[Extracted records]
PR #1779, opened 2023-06-15
Feature- update appMetadata

leightkt:
### Description
Allow for the updating of appMetadata after initialization

### Checklist

### Docs Checklist
- [x] Include a screenshot of any changes ([see docs README on running locally](https://github.com/blocknative/web3-onboard/blob/develop/docs/README.md))
- [x] Add/update the appropriate package README (if applicable)
- [NA] Add/update the related module in the [docs demo](https://github.com/blocknative/web3-onboard/blob/develop/docs/src/lib/services/onboard.js) (if applicable)
- [x] Add/update the related package in the `docs/package.json` file (if applicable)

Screenshot 2023-06-14 at 8 30 45 PM


packages/core/src/index.ts
```diff
@@ -217,6 +218,8 @@ function init(options: InitOptions): OnboardAPI {
     unstoppableResolution
   })
 
+  updateAppMetadata(appMetadata)
```
Adamj1232, line 221: I think we need an undefined check here and remove the default null initializer on ln 95

leightkt: updated!

packages/core/src/index.ts
```diff
@@ -217,6 +218,8 @@ function init(options: InitOptions): OnboardAPI {
     unstoppableResolution
   })
 
+  appMetadata ? updateAppMetadata(appMetadata) : null
```
Adamj1232, line 221:
```suggestion
  appMetadata && updateAppMetadata(appMetadata)
```

Adamj1232: This is a little more clean than a ternary that resolves to null. Resolving to null would make more sense if the ternary was used to set a variable.
A basic if block would be fine also

packages/demo/src/App.svelte
```diff
@@ -307,23 +307,23 @@
...
-      ],
-      agreement: {
-        version: '1.0.0',
-        termsUrl: 'https://www.blocknative.com/terms-conditions',
-        privacyUrl: 'https://www.blocknative.com/privacy-policy'
-      },
-      gettingStartedGuide: 'https://blocknative.com',
-      explore: 'https://blocknative.com'
-    },
+    // appMetadata: {
```
Adamj1232, line 310: This can be commented back in

Adamj1232 (approved):
Nice!!

PR #1797, opened 2023-06-28
Fix: Ledger Walletconnect v2 handling and build

Adamj1232:
### Description
Fix import breaking build
Remove log from WalletConnect package


packages/demo/src/App.svelte
```diff
@@ -472,15 +472,21 @@
       )
       verifySign = recoveredAddress === addr
     } catch (error) {
-      console.error('Error recovering addressL', error);
+      console.error('Error recovering addressL', error)
```
leightkt, line 475:
```suggestion
      console.error('Error recovering address', error)
```

leightkt (approved):

leightkt:
@Adamj1232 do we need to update the ledger module in the docs with our project id as well?

taylorjdawson (approved):

Adamj1232:
> @Adamj1232 do we need to update the ledger module in the docs with our project id as well?

Ah good catch!1!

ASSIGNMENT
Write out every line from the records above, word for word.

WRITTEN SOLUTION
PR #1779, opened 2023-06-15
Feature- update appMetadata

leightkt:
### Description
Allow for the updating of appMetadata after initialization

### Checklist

### Docs Checklist
- [x] Include a screenshot of any changes ([see docs README on running locally](https://github.com/blocknative/web3-onboard/blob/develop/docs/README.md))
- [x] Add/update the appropriate package README (if applicable)
- [NA] Add/update the related module in the [docs demo](https://github.com/blocknative/web3-onboard/blob/develop/docs/src/lib/services/onboard.js) (if applicable)
- [x] Add/update the related package in the `docs/package.json` file (if applicable)

Screenshot 2023-06-14 at 8 30 45 PM


packages/core/src/index.ts
```diff
@@ -217,6 +218,8 @@ function init(options: InitOptions): OnboardAPI {
     unstoppableResolution
   })
 
+  updateAppMetadata(appMetadata)
```
Adamj1232, line 221: I think we need an undefined check here and remove the default null initializer on ln 95

leightkt: updated!

packages/core/src/index.ts
```diff
@@ -217,6 +218,8 @@ function init(options: InitOptions): OnboardAPI {
     unstoppableResolution
   })
 
+  appMetadata ? updateAppMetadata(appMetadata) : null
```
Adamj1232, line 221:
```suggestion
  appMetadata && updateAppMetadata(appMetadata)
```

Adamj1232: This is a little more clean than a ternary that resolves to null. Resolving to null would make more sense if the ternary was used to set a variable.
A basic if block would be fine also

packages/demo/src/App.svelte
```diff
@@ -307,23 +307,23 @@
...
-      ],
-      agreement: {
-        version: '1.0.0',
-        termsUrl: 'https://www.blocknative.com/terms-conditions',
-        privacyUrl: 'https://www.blocknative.com/privacy-policy'
-      },
-      gettingStartedGuide: 'https://blocknative.com',
-      explore: 'https://blocknative.com'
-    },
+    // appMetadata: {
```
Adamj1232, line 310: This can be commented back in

Adamj1232 (approved):
Nice!!

PR #1797, opened 2023-06-28
Fix: Ledger Walletconnect v2 handling and build

Adamj1232:
### Description
Fix import breaking build
Remove log from WalletConnect package


packages/demo/src/App.svelte
```diff
@@ -472,15 +472,21 @@
       )
       verifySign = recoveredAddress === addr
     } catch (error) {
-      console.error('Error recovering addressL', error);
+      console.error('Error recovering addressL', error)
```
leightkt, line 475:
```suggestion
      console.error('Error recovering address', error)
```

leightkt (approved):

leightkt:
@Adamj1232 do we need to update the ledger module in the docs with our project id as well?

taylorjdawson (approved):

Adamj1232:
> @Adamj1232 do we need to update the ledger module in the docs with our project id as well?

Ah good catch!1!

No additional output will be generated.